DUSTY RHOADES: Scary New Political Disease: SWORS
Today, friends, I'm here to tell you about a disease that's affecting people every day. It may even be happening to someone you know and love.
I'm talking about Spasmodic Wingnut Outrage Syndrome, or SWORS.
SWORS is a disorder of the central nervous system that causes impairment of higher brain function in some American conservatives. Sufferers from SWORS experience a near-total loss of any sense of proportion and become prone to manic outbursts of indignation over trivial events.
For example, President Barack Obama and Vice President Joe Biden recently dropped into a Washington burger joint and ordered lunch. Obama ordered his burger with, and I quote, "spicy mustard, Dijon mustard, something like that."
Dijon mustard, it should be noted, is a common item which one can find at the local Walmart. But to someone in the grip of SWORS, even condiments are omens of dark portent. A virulent outbreak ensued when Sean Hannity (who spreads SWORS in much the same way a tick carries Lyme disease) began raving on his show against "President Poupon."

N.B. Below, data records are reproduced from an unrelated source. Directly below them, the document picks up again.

Issue #974, opened 2024-04-03
Enhancement Proposal: Simplifying Token Calculation for High-Frequency Append-Log Style Operations


lvboudre:
Enhancement Proposal: Simplifying Token Calculation for High-Frequency Append-Log Style Operations

## Overview:

In our current project utilizing ScyllaDB, we're implementing a high-frequency, append-log style architecture to handle concurrent append requests. To optimize performance and minimize network traffic, we're batching these requests similar to how Kafka API operates, sending batches to ScyllaDB every 10 milliseconds.

To ensure efficient batching and minimize network overhead, it's crucial to group insert requests that will ultimately end up on the same node within ScyllaDB. This necessitates the computation of tokens for each insert statement, enabling us to determine their placement within the token ring.

## Current Challenge:

Presently, the existing API poses challenges in efficiently computing the token of a `PreparedStatement` without incurring significant performance overhead. The process involves invoking `Session::calculate_token`, which necessitates serializing a row (resulting in memory allocation), extracting the partition key, and then computing the token. Subsequently, when batching these statements using `Session::batch`, each row undergoes serialization again, effectively doubling memory allocation and serialization overhead.

## Immediate Solution

To streamline this process and enhance performance, we propose making Session::calculate_token_untyped public instead of keeping it pub(crate). By exposing this method publicly, we can pre-serialize every row, thereby reusing the serialization results to compute tokens and seamlessly integrate them into our batching process.

## Additionnal Note

In addition to the proposed enhancement of making `Session::calculate_token_untyped` public, we suggest making the `PartitionHasher` publicly accessible as well. This would empower users to compute results in advance without having to go through the serialization process of `SerializeRow` and `PreparedStatement`.

Considering that many ScyllaDB use cases involve key-value stores where the partition key is often known early on, exposing PartitionHasher would facilitate more efficient pre-computation of tokens, enhancing overall performance and developer experience.

Lorak-mmk:
I'm reluctant to expose such functions publicly - I'd rather think about the solution that avoids the allocation while preserving type safety.
BoundStatement could possibly be such a solution ( https://github.com/scylladb/scylla-rust-driver/issues/941 ) -  it would allow the values to be serialized only once and you could compute token of such statement without serializing again.

In order to decrease the impact for now you could use `ClusterData::compute_token` - that way you'll only need to allocate and serialize partition key twice, not all values for the query.

[...]

Issue #941, opened 2024-02-27
Introduce `BoundStatement`


Lorak-mmk:
After releasing serialization refactor several users reported use cases that are not well-supported by our new APIs.
The problems come from the need to have specific (non-generic) owned type for query values.
Previously `SerializedValues` was such a type. You could use it to serialize values ahead of time and then pass it around as you wish.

Others were immediately infected, dubbed the visit "Dijon-gate," and demanded to know why MSNBC was "covering up" the president's choice of allegedly elitist mustard. (As a side note, it is not currently known why Democratic politicians' dietary choices are most likely to bring on an attack of SWORS. More research into this is needed.)
Occasionally, long-term sufferers from SWORS begin talking in a sort of private language, a code only they and other people with the disease understand. If a conservative is prone to randomly dropping cryptic references to ACORN, arugula, or presidential birth certificates into political conversations that have nothing to do with these topics, they may be suffering from SWORS.
Other symptoms can include mass-forwarding of angry and poorly researched e-mails, writing incoherent letters to the editor, or hosting national television or radio talk shows, particularly on the FOX News channel.
People who have SWORS are prone to embarrassing public gaffes. Right-wing blogger Andrew "Big Hollywood" Breitbart recently wrote a moving tale regarding his own battle with SWORS. He described an incident that occurred as he was having drinks with his wife at a hotel on California's "ritzy Santa Monica shoreline."
When Breitbart observed a group of young people protesting outside the hotel, SWORS took over his brain. He assumed that what he was seeing was a protest against all things good and true and American, and that the "anti-warriors were trying to destroy the peaceful seaside vibe and our pleasant Jose Cuervo buzz." He therefore proceeded to rush to a nearby balcony, where an American flag waved. "Positioned next to Old Glory," he writes, "I countered the young punk and reached out my right arm directing my middle finger in his direction."
Unfortunately, as Breitbart later discovered when his seizure wore off, the protest was against the enslavement and use of children as soldiers in Uganda and the Congo. To Breitbart's credit, he's actually against those things. And, he admits, he was "a jerk."
Don't beat yourself up, Andrew. You just can't help yourself. But admitting you have a problem is the first step in finding the cure.
So what can we do to stop the spread of this embarrassing and destructive illness? Not much, I'm afraid. People with SWORS are not only resistant to treatment; they often see anyone attempting to diagnose the disease as part of the threatening conspiracy that forms the core of their delusion. In fact, it's a sad fact that the very description of the syndrome contained in this column may trigger an outbreak.
If you encounter someone in the throes of a SWORS attack, under no circumstances should you attempt to reason with them. Since irrational outbursts of anger and disjointed rants are the primary symptoms of the disease, injury or extreme boredom may occur. Best just to change the subject.
Fortunately, sufferers are only really dangerous when they hold or are seeking political power. The only thing to do is watch them carefully, try to keep them isolated, and hope someday there may be a cure.
Maybe we should have a telethon.
Dusty Rhoades lives, writes, and practices law in Carthage.